• **THE TASK**:
If a line of the listing contains the string "ClassName", return that line.

• **DATA BELOW**:

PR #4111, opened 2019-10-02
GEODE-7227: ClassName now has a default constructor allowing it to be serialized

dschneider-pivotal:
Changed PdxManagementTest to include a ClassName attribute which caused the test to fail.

• **TASK RESPONSE**:
GEODE-7227: ClassName now has a default constructor allowing it to be serialized
Changed PdxManagementTest to include a ClassName attribute which caused the test to fail.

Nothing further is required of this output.